Collected data:
━━━━

PR #642, opened 2022-09-07
feat: Add function to verify an App Check token

dwyfrequency:
Add Firebase functionality to verify an App Check token

### DIFF
--- a/firebase_admin/app_check.py
+++ b/firebase_admin/app_check.py
@@ -43,6 +43,7 @@ class _AppCheckService:
     _APP_CHECK_ISSUER = 'https://firebaseappcheck.googleapis.com/'
     _JWKS_URL = 'https://firebaseappcheck.googleapis.com/v1/jwks'
     _project_id = None
+    _scoped_project_id = None
 
     def __init__(self, app):
         # Validate and store the project_id to validate the JWT claims
@@ -52,6 +53,8 @@ class _AppCheckService:
                 'Project ID is required to access App Check service. Either set the '
                 'projectId option, or use service account credentials. Alternatively, set the '
                 'GOOGLE_CLOUD_PROJECT environment variable.')
+        self._scoped_project_id = 'projects/' + app.project_id 
+
 
     def verify_token(self, token: str) -> Dict[str, Any]:
         """Verifies a Firebase App Check token."""
@@ -64,7 +67,7 @@ class _AppCheckService:
         jwks_client = PyJWKClient(self._JWKS_URL, lifespan=21600)
         signing_key = jwks_client.get_signing_key_from_jwt(token)
         self._has_valid_token_headers(jwt.get_unverified_header(token))
-        verified_claims = self._decode_and_verify(token, signing_key.get('key'))
+        verified_claims = self._decode_and_verify(token, signing_key.key)
 
         # The token's subject will be the app ID, you may optionally filter against
         # an allow list
@@ -91,7 +94,8 @@ class _AppCheckService:
             payload = jwt.decode(
                 token,
                 signing_key,
-                algorithms
+                algorithms,
+                audience=self._scoped_project_id
             )
         except (DecodeError, InvalidKeyError):
             ValueError(
@@ -108,9 +112,9 @@ class _AppCheckService:
             algorithms=["RS256"]
         )
 
-        scoped_project_id = 'projects/' + self._project_id
+        
         audience = payload.get('aud')
-        if not isinstance(audience, list) and scoped_project_id not in audience:
+        if not isinstance(audience, list) and self._scoped_project_id not in audience:
             raise ValueError('Firebase App Check token has incorrect "aud" (audience) claim.')
         if not payload.get('iss').startswith(self._APP_CHECK_ISSUER):
             raise ValueError('Token does not contain the correct "iss" (issuer).')
--- a/firebase_admin/app_check.py
+++ b/firebase_admin/app_check.py
@@ -60,6 +60,7 @@ class _AppCheckService:
         # Obtain the Firebase App Check Public Keys
         # Note: It is not recommended to hard code these keys as they rotate,
         # but you should cache them for up to 6 hours.
+        # TODO(dwyfrequency): update cache lifespan
         jwks_client = PyJWKClient(self._JWKS_URL)
         signing_key = jwks_client.get_signing_key_from_jwt(token)
         self._has_valid_token_headers(jwt.get_unverified_header(token))
@@ -70,17 +71,17 @@ class _AppCheckService:
         verified_claims['app_id'] = verified_claims.get('sub')
         return verified_claims
 
-    def _has_valid_token_headers(self, header: Any) -> None:
+    def _has_valid_token_headers(self, headers: Any) -> None:
         """Checks whether the token has valid headers for App Check."""
         # Ensure the token's header has type JWT
-        if header.get('typ') != 'JWT':
+        if headers.get('typ') != 'JWT':
             raise ValueError("The provided App Check token has an incorrect type header")
         # Ensure the token's header uses the algorithm RS256
-        algorithm = header.get('alg')
+        algorithm = headers.get('alg')
         if algorithm != 'RS256':
             raise ValueError(
-                f'The provided App Check token has an incorrect algorithm. '
-                'Expected RS256 but got {algorithm}.'
+                'The provided App Check token has an incorrect algorithm. '
+                f'Expected RS256 but got {algorithm}.'
                 )
 
     def _decode_token(self, token: str, signing_key: str, algorithms: List[str]) -> Dict[str, Any]:
--- a/firebase_admin/app_check.py
+++ b/firebase_admin/app_check.py
@@ -29,35 +29,21 @@ from typing import Any, Dict, List
 from firebase_admin import _utils
 
 _APP_CHECK_ATTRIBUTE = '_app_check'
-_APP_CHECK_API_URL = "https://firebaseappcheck.googleapis.com/"
 
 def _get_app_check_service(app) -> Any:
     return _utils.get_app_service(app, _APP_CHECK_ATTRIBUTE, _AppCheckService)
 
-# we'll need a public method like def send(message, dry_run=False, app=None):
-# that lives outside of the class. This method will refer to the class instance
-# when calling
-
-# outside of the class we will need all the public methods that 
-# in this case just `verify_token`
-#  
-
-# should i accept an app or just always make it none
+# should i accept an app (design doc doesn't have one) or just always make it none
 def verify_token(token: str, app=None) -> Dict[str, Any]:
     return _get_app_check_service(app).verify_token(token)
 
-# this can be deleted, it was only for the example
-def run_checks():
-    app_id = verify_app_check(request.headers.get('X-Firebase-AppCheck'))
-    if app_id is None:
-        abort(401)
-    app.config['APP_ID'] = app_id
-
 class _AppCheckService:
     """Service class that implements Firebase App Check functionality."""
-    # Then we insert the code sample that uses flask but we do not need
-    # the actual flask stuff
-    # import all of verify_app_check from https://github.com/lahirumaramba/codecloud/blob/2f9ea1e206c740ed4c01c3277ee6745a39f8ee21/app-check-verify/python/server.py
+    
+    _APP_CHECK_GCP_API_URL = "https://firebaseappcheck.googleapis.com"
+    _APP_CHECK_BETA_JWKS_RESOURCE = "/v1beta/jwks" 
+
+
     def __init__(self, app):
         # the verification method should go in the service
         project_id = app.project_id
@@ -66,6 +52,7 @@ class _AppCheckService:
                 'Project ID is required to access App Check service. Either set the '
                 'projectId option, or use service account credentials. Alternatively, set the '
                 'GOOGLE_CLOUD_PROJECT environment variable.')
+        # Unsure what I should include in this constructor, or even if I should include one
     
     @classmethod
     def verify_token(self, token: str) -> Dict[str, Any]:
@@ -75,14 +62,13 @@ class _AppCheckService:
         # Obtain the Firebase App Check Public Keys
         # Note: It is not recommended to hard code these keys as they rotate,
         # but you should cache them for up to 6 hours.
-        url = "https://firebaseappcheck.googleapis.com/v1beta/jwks"
+        url = f'{self._APP_CHECK_GCP_API_URL}{self._APP_CHECK_BETA_JWKS_RESOURCE}'
 
         jwks_client = PyJWKClient(url)
         signing_key = jwks_client.get_signing_key_from_jwt(token)
 
         header = jwt.get_unverified_header(token)
-        if not self._has_valid_verify_token_headers(header):
-            return None
+        self._has_valid_token_headers(header) 
 
         
         # I don't see any method or property to just get key from signing_key /*/lib/python3.10/site-packages/jwt/api_jwk.py
@@ -92,14 +78,13 @@ class _AppCheckService:
         # an allow list
         return payload.get('sub')
     
-    def _has_valid_verify_token_headers(header: Any) -> bool:
-        # Ensure the token's header uses the algorithm RS256
-        if header.get('alg') != 'RS256':
-            return False
+    def _has_valid_token_headers(header: Any) -> None:
         # Ensure the token's header has type JWT
         if header.get('typ') != 'JWT':
-            return False
-        return True
+            raise ValueError("The token received is not a JWT")
+        # Ensure the token's header uses the algorithm RS256
+        if header.get('alg') != 'RS256':
+            raise ValueError("JWT's algorithm does not have valid token headers")
 
     def _decode_token(token: str, signing_key: str, algorithms:List[str]=["RS256"]) -> Dict[str, Any]:
         payload = {}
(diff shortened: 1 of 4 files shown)


firebase_admin/app_check.py
```diff
@@ -0,0 +1,123 @@
...
+        if not project_id:
+            raise ValueError(
+                'Project ID is required to access App Check service. Either set the '
+                'projectId option, or use service account credentials. Alternatively, set the '
+                'GOOGLE_CLOUD_PROJECT environment variable.')
+        # Unsure what I should include in this constructor, or even if I should include one
+    
+    @classmethod
+    def verify_token(self, token: str) -> Dict[str, Any]:
+        if token is None:
```
dwyfrequency, line 59: Do I even need this check or would it fail on compile if a str wasn't passed in?

firebase_admin/app_check.py
```diff
@@ -0,0 +1,116 @@
...
+    def _decode_and_verify(self, token: str, signing_key: str):
+        """Decodes and verifies the token from App Check."""
+        payload = self._decode_token(
+            token,
+            signing_key,
+            algorithms=["RS256"]
+        )
+
+        # within the aud property, there will be an array of project id & number
+        if len(payload.get('aud')) <= 1:
```
dwyfrequency, line 111: when should I use get and when should I be using dot syntax? Are they interchangeable?

firebase_admin/app_check.py
```diff
@@ -0,0 +1,116 @@
...
+            return None
+
+        # Obtain the Firebase App Check Public Keys
+        # Note: It is not recommended to hard code these keys as they rotate,
+        # but you should cache them for up to 6 hours.
+        url = f'{cls._APP_CHECK_GCP_API_URL}{cls._APP_CHECK_BETA_JWKS_RESOURCE}'
+        jwks_client = PyJWKClient(url)
+        signing_key = jwks_client.get_signing_key_from_jwt(token)
+
+        # Getting error "No value for argument 'header' in unbound
```
dwyfrequency, line 71: Not sure why the linter is angry here

firebase_admin/app_check.py
```diff
@@ -0,0 +1,116 @@
...
+    @classmethod
+    def verify_token(cls, token: str) -> Dict[str, Any]:
+        """Verifies a Firebase App Check token."""
+        if token is None:
+            return None
+
+        # Obtain the Firebase App Check Public Keys
+        # Note: It is not recommended to hard code these keys as they rotate,
+        # but you should cache them for up to 6 hours.
+        url = f'{cls._APP_CHECK_GCP_API_URL}{cls._APP_CHECK_BETA_JWKS_RESOURCE}'
```
dwyfrequency, line 67: this feels kind of clunky but unsure if it's ok to just make it a pure string literal

firebase_admin/app_check.py
```diff
@@ -0,0 +1,116 @@
...
+    """
+    return _get_app_check_service(app).verify_token(token)
+
+class _AppCheckService:
+    """Service class that implements Firebase App Check functionality."""
+
+    _APP_CHECK_GCP_API_URL = 'https://firebaseappcheck.googleapis.com'
+    _APP_CHECK_BETA_JWKS_RESOURCE = '/v1beta/jwks'
+
+    def __init__(self, app):
```
dwyfrequency, line 48: Unsure what I should include in this constructor, or even if I should include one

dwyfrequency:
I also see the messaging.py has extensive error mapping. Should I be creating this as well?

firebase_admin/app_check.py
lahirumaramba: We need to check the token here and throw if it is not a valid string (the type hints won't validate it). You can check how we validate the string in Node.js as an example https://github.com/firebase/firebase-admin-node/blob/318f0e43d65f47dfae81decf5166ddd198d99680/src/app-check/token-verifier.ts#L53

firebase_admin/app_check.py
```diff
@@ -0,0 +1,116 @@
...
+        signing_key = jwks_client.get_signing_key_from_jwt(token)
+
+        # Getting error "No value for argument 'header' in unbound
+        # method call (no-value-for-parameter)"
+        cls._has_valid_token_headers(jwt.get_unverified_header(token))
+        payload = cls._decode_and_verify(token, signing_key.key, "project_number")
+
+        # The token's subject will be the app ID, you may optionally filter against
+        # an allow list
+        return payload.get('sub')
```
lahirumaramba, line 78: We need to return the full decoded token here (a dictionary with all the claims). Additionally we need to add `app_id` to the payload.
```
verified_claims['app_id'] = verified_claims['sub']
return verified_claims
```

firebase_admin/app_check.py
```diff
@@ -0,0 +1,116 @@
...
+
+    def _has_valid_token_headers(self, header: Any) -> None:
+        """Checks whether the token has valid headers for App Check."""
+        # Ensure the token's header has type JWT
+        if header.get('typ') != 'JWT':
+            raise ValueError("The token received is not a JWT")
+        # Ensure the token's header uses the algorithm RS256
+        if header.get('alg') != 'RS256':
+            raise ValueError("JWT's algorithm does not have valid token headers")
```
lahirumaramba, line 87: `The provided App Check token has incorrect algorithm. Expected RS256 but got ...`

firebase_admin/app_check.py
```diff
@@ -0,0 +1,116 @@
...
+
+        # The token's subject will be the app ID, you may optionally filter against
+        # an allow list
+        return payload.get('sub')
+
+    def _has_valid_token_headers(self, header: Any) -> None:
+        """Checks whether the token has valid headers for App Check."""
+        # Ensure the token's header has type JWT
+        if header.get('typ') != 'JWT':
+            raise ValueError("The token received is not a JWT")
```
lahirumaramba, line 84: `The provided App Check token has incorrect type header`

firebase_admin/app_check.py
```diff
@@ -0,0 +1,116 @@
...
+        """Decodes the JWT received from App Check."""
+        payload = {}
+        try:
+            payload = jwt.decode(
+                token,
+                signing_key,
+                algorithms
+            )
+        except DecodeError:
+            ValueError('Unable to decode the token')
```
lahirumaramba, line 99: `Decoding App Check token failed. Make sure you passed the entire string JWT which represents the Firebase App Check token.`

firebase_admin/app_check.py
lahirumaramba: It is a safer way of accessing a dictionary. `get()` will return `None` if the key does not exist and `.key` will crash with an error.

lahirumaramba, line 111: In some JWTs `aud` can be just a string... in that case `len(payload.get('aud'))` will throw an error. I think it is better to first check the type of `payload.get('aud')`, and then check to see if it contains the value we are looking for.

```
scopedProjectId = 'projects/' + self.project_id

if not isinstance(payload.get('aud'), list) and scopedProjectId not in payload.get('aud'):
   raise 'Firebase App Check token has incorrect "aud" (audience) claim.'
```

firebase_admin/app_check.py
```diff
@@ -0,0 +1,116 @@
...
+        payload = self._decode_token(
+            token,
+            signing_key,
+            algorithms=["RS256"]
+        )
+
+        # within the aud property, there will be an array of project id & number
+        if len(payload.get('aud')) <= 1:
+            raise ValueError('Project ID and Project Number are required to access App Check.')
+        if self._APP_CHECK_GCP_API_URL not in payload.get('issuer'):
```
lahirumaramba, line 113: Since we don't have access to the project number we are unable to compare the complete issuer claim here. We can instead use `startswith` to see if the value starts with the Issuer URL.

```
if not payload.get('issuer').startswith(self._APP_CHECK_GCP_API_URL:
```

lahirumaramba (changes requested):
Thank you @dwyfrequency !
We are headed in the correct direction. I added a few comments. Thanks!

firebase_admin/app_check.py
```diff
@@ -0,0 +1,116 @@
...
+from jwt import PyJWKClient, DecodeError
+from firebase_admin import _utils
+
+_APP_CHECK_ATTRIBUTE = '_app_check'
+
+def _get_app_check_service(app) -> Any:
+    return _utils.get_app_service(app, _APP_CHECK_ATTRIBUTE, _AppCheckService)
+
+# should i accept an app (design doc doesn't have one) or just always make it none
+def verify_token(token: str, app=None) -> Dict[str, Any]:
```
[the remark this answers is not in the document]
dwyfrequency: Is optional ok for app or should it be not have a default value?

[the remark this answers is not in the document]
lahirumaramba: It's okay to have a default value there. `app=None` looks good!

firebase_admin/app_check.py
dwyfrequency: Do you also want me to add `Expected JWT but got ...` for this one?

firebase_admin/app_check.py
```diff
@@ -0,0 +1,116 @@
...
+
+    @classmethod
+    def verify_token(cls, token: str) -> Dict[str, Any]:
+        """Verifies a Firebase App Check token."""
+        if token is None:
+            return None
+
+        # Obtain the Firebase App Check Public Keys
+        # Note: It is not recommended to hard code these keys as they rotate,
+        # but you should cache them for up to 6 hours.
```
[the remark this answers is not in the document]
dwyfrequency: It looks like it is cached as refresh is by default set to False https://github.com/jpadilla/pyjwt/blob/fc5b94eb3575254caba599218246616c75fecdc7/jwt/jwks_client.py#L96

firebase_admin/app_check.py
dwyfrequency: Based on https://github.com/firebase/firebase-admin-node/blob/318f0e43d65f47dfae81decf5166ddd198d99680/src/app-check/token-verifier.ts#L62, should we instead do 
```
        payload = self._decode_and_verify(token, signing_key.get('key'))
        # The token's subject will be the app ID, you may optionally filter against
        # an allow list
        payload['app_id'] = payload.get('sub')
        return payload
```

At least that's what it looks like the node code is doing.

dwyfrequency: else I'm happy to just update the naming of payload to verified_claims

firebase_admin/app_check.py
dwyfrequency: Added a `_Validators` class

firebase_admin/app_check.py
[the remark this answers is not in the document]
lahirumaramba: Looks like the default is 5 mins. Can we set it to 6 hours with `JWKSetCache`? 
https://github.com/jpadilla/pyjwt/blob/fc5b94eb3575254caba599218246616c75fecdc7/jwt/jwks_client.py#L23

lahirumaramba (commented):
Looks great! Thanks @dwyfrequency!
I think we are good to work on the tests now.

Should we also add a new error type instead of raising value errors?

firebase_admin/app_check.py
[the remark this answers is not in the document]
dwyfrequency: Added comment asking when they're release this to prod https://github.com/jpadilla/pyjwt/pull/781#issuecomment-1249681497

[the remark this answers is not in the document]
dwyfrequency: update requirements to use latest release

firebase_admin/app_check.py
```diff
@@ -0,0 +1,132 @@
...
+def verify_token(token: str, app=None) -> Dict[str, Any]:
+    """Verifies a Firebase App Check token.
+
+    Args:
+        token: A token from App Check.
+        app: An App instance (optional).
+
+    Returns:
+        Dict[str, Any]: A token's decoded claims
+        if the App Check token is valid; otherwise, a rejected promise.
```
dwyfrequency, line 36: Now, it does not return a rejected promise. What should I be returning in case of failure.

firebase_admin/app_check.py
```diff
@@ -0,0 +1,132 @@
...
+    def _decode_token(self, token: str, signing_key: str, algorithms: List[str]) -> Dict[str, Any]:
+        """Decodes the JWT received from App Check."""
+        payload = {}
+        try:
+            payload = jwt.decode(
+                token,
+                signing_key,
+                algorithms
+            )
+        except (DecodeError, InvalidKeyError):
```
dwyfrequency, line 96: having difficulty testing these errors

firebase_admin/app_check.py
lahirumaramba: I think the rejected promise part is a copypasta from Node.js. In Python we should raise an error for any invalid tokens.

example in it token verification: https://github.com/firebase/firebase-admin-python/blob/9e5b8e383e066c319a483285df903150d5029a34/firebase_admin/auth.py#L209

firebase_admin/app_check.py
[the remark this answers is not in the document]
lahirumaramba: That's great! Thank you!

firebase_admin/app_check.py
lahirumaramba: Yeah.. I think to test these we will have to mock `jwt.decode()` (or wrap it in a helper class and throw from there). Let's continue with the rest and come back to this later.

lahirumaramba (commented):
LGTM! Thanks!

firebase_admin/app_check.py
```diff
@@ -0,0 +1,146 @@
...
+
+    def verify_token(self, token: str) -> Dict[str, Any]:
+        """Verifies a Firebase App Check token."""
+        _Validators.check_string("app check token", token)
+
+        # Obtain the Firebase App Check Public Keys
+        # Note: It is not recommended to hard code these keys as they rotate,
+        # but you should cache them for up to 6 hours.
+        # Default lifespan is 300 seconds (5 minutes) so we change it to 21600 seconds (6 hours).
+        jwks_client = PyJWKClient(self._JWKS_URL, lifespan=21600)
```
lahirumaramba, line 70: Sorry for not catching earlier, I think we should initialize this in the constructor and make jwks_client a class member. Otherwise, every time we call `verify_token()` it will initialize a new instance and I don't think that is necessary plus it will also break the caching mechanism.

firebase_admin/app_check.py
```diff
@@ -0,0 +1,146 @@
...
+        signing_key = jwks_client.get_signing_key_from_jwt(token)
+        self._has_valid_token_headers(jwt.get_unverified_header(token))
+        verified_claims = self._decode_and_verify(token, signing_key.key)
+
+        # The token's subject will be the app ID, you may optionally filter against
+        # an allow list
```
lahirumaramba, line 76: I think we can remove `you may optionally filter against an allow list` part. It was a comment in the code sample to help developers, but we don't do the filtering in the SDK.

firebase_admin/app_check.py
```diff
@@ -0,0 +1,146 @@
...
+                f'Expected payload to include {self._scoped_project_id}.'
+                )
+        except InvalidIssuerError:
+            raise ValueError(
+                'The provided App Check token has incorrect "iss" (issuer) claim.'
+                f'Expected claim to include {self._APP_CHECK_ISSUER}'
+                )
+        except ExpiredSignatureError:
+            raise ValueError(
+                'The provided App Check token signature has expired.'
```
lahirumaramba, line 119:
```suggestion
                'The provided App Check token has expired.'
```

firebase_admin/app_check.py
```diff
@@ -0,0 +1,146 @@
...
+        try:
+            payload = jwt.decode(
+                token,
+                signing_key,
+                algorithms=["RS256"],
+                audience=self._scoped_project_id
+            )
+        except InvalidSignatureError:
+            raise ValueError(
+                'The provided App Check token signature cannot be verified.'
```
lahirumaramba, line 105:
```suggestion
                'The provided App Check token has invalid signature.'
```

firebase_admin/app_check.py
```diff
@@ -0,0 +1,146 @@
...
+        except InvalidTokenError as exception:
+            raise ValueError(
+                f'Decoding App Check token failed. Error: {exception}'
+                )
+
+        audience = payload.get('aud')
+        if not isinstance(audience, list) or self._scoped_project_id not in audience:
+            raise ValueError('Firebase App Check token has incorrect "aud" (audience) claim.')
+        if not payload.get('iss').startswith(self._APP_CHECK_ISSUER):
+            raise ValueError('Token does not contain the correct "iss" (issuer).')
```
lahirumaramba, line 130: Can we also validate the `sub` claim?

example from Node.js:
```
} else if (typeof payload.sub !== 'string') {
      errorMessage = 'The provided App Check token has no "sub" (subject) claim.';
    } else if (payload.sub === '') {
      errorMessage = 'The provided App Check token has an empty string "sub" (subject) claim.';
    }
    ```

**Review by lahirumaramba — APPROVED** [review]
LGTM! Thank you!

File: firebase_admin/app_check.py [hunk 20]
```diff
@@ -0,0 +1,148 @@
...
+
+def verify_token(token: str, app=None) -> Dict[str, Any]:
+    """Verifies a Firebase App Check token.
+
+    Args:
+        token: A token from App Check.
+        app: An App instance (optional).
+
+    Returns:
+        Dict[str, Any]: A token's decoded claims if the App Check token
```
kevinthecheung, line 36:
```suggestion
        Dict[str, Any]: The token's decoded claims.
```

firebase_admin/app_check.py
```diff
@@ -0,0 +1,148 @@
...
+
+    Raises:
+        ValueError: If ``project_id``, headers, or the decoded token payload is invalid.
```
kevinthecheung, line 39:
```suggestion
        ValueError: If the app's ``project_id`` is invalid or unspecified, or if the token's headers or payload are invalid.
```

firebase_admin/app_check.py
```diff
@@ -0,0 +1,148 @@
...
+    _jwks_client = None
+
+    def __init__(self, app):
+        # Validate and store the project_id to validate the JWT claims
+        self._project_id = app.project_id
+        if not self._project_id:
+            raise ValueError(
+                'Project ID is required to access App Check service. Either set the '
+                'projectId option, or use service account credentials. Alternatively, set the '
+                'GOOGLE_CLOUD_PROJECT environment variable.')
```
kevinthecheung, line 59:
```suggestion
            raise ValueError(
                'A project ID must be specified to access the App Check '
                'service. Either set the projectId option, use service '
                'account credentials, or, set the '
                'GOOGLE_CLOUD_PROJECT environment variable.')
```

firebase_admin/app_check.py
```diff
@@ -0,0 +1,148 @@
...
+    def _has_valid_token_headers(self, headers: Any) -> None:
+        """Checks whether the token has valid headers for App Check."""
+        # Ensure the token's header has type JWT
+        if headers.get('typ') != 'JWT':
+            raise ValueError("The provided App Check token has an incorrect type header")
+        # Ensure the token's header uses the algorithm RS256
+        algorithm = headers.get('alg')
+        if algorithm != 'RS256':
+            raise ValueError(
+                'The provided App Check token has an incorrect algorithm. '
```
kevinthecheung, line 88:
```suggestion
                'The provided App Check token has an incorrect alg header. '
```

firebase_admin/app_check.py
```diff
@@ -0,0 +1,148 @@
...
+        try:
+            payload = jwt.decode(
+                token,
+                signing_key,
+                algorithms=["RS256"],
+                audience=self._scoped_project_id
+            )
+        except InvalidSignatureError:
+            raise ValueError(
+                'The provided App Check token has invalid signature..'
```
kevinthecheung, line 104:
```suggestion
                'The provided App Check token has invalid signature.'
```

firebase_admin/app_check.py
```diff
@@ -0,0 +1,148 @@
...
+                )
+        except InvalidAudienceError:
+            raise ValueError(
+                'The provided App Check token has incorrect "aud" (audience) claim.'
```
kevinthecheung, line 108:
```suggestion
                'The provided App Check token has incorrect "aud" (audience) claim. '
```

firebase_admin/app_check.py
```diff
@@ -0,0 +1,148 @@
...
+                f'Expected payload to include {self._scoped_project_id}.'
+                )
+        except InvalidIssuerError:
+            raise ValueError(
+                'The provided App Check token has incorrect "iss" (issuer) claim.'
```
kevinthecheung, line 113:
```suggestion
                'The provided App Check token has incorrect "iss" (issuer) claim. '
```

kevinthecheung (approved):

kevinthecheung (approved):

egilmorez (approved):
With Kevin's suggested changes, LGTM, thanks!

━━━━

This exercise requires the number of lines in the entries holding the word "good", written alone.

The answer: 2